* _Task instructions_
Lines from the one containing "## Checklist" through the final line of the records are the only ones to copy, and each must match exactly.

[Saved data entries]
PR #775, opened 2024-03-22
Polars Lazyframe Support

buggtb:
This PR is to aid for support of Polars LazyFrames in Hamilton.

## Changes

I've currently stubbed out the CSV Reader / Writer to work both on Eager and Lazy mode in Polars.

## How I tested this

There is an accompanying test that mimics the Eager test but using Lazyframes instead

## Notes

I've also had to update the get_dataframe_metadata in utils.py to allow it to work with Lazyframes that don't have a row count. I abstracted all the lookups so that if others passed/failed in the future for support of other read/writers they would return what they can.

## Checklist


skrawcz (changes requested):
Thanks @buggtb  for driving this!

I think we can simplify a few things actually.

* _Exercise solution_
## Checklist


skrawcz (changes requested):
Thanks @buggtb  for driving this!

I think we can simplify a few things actually.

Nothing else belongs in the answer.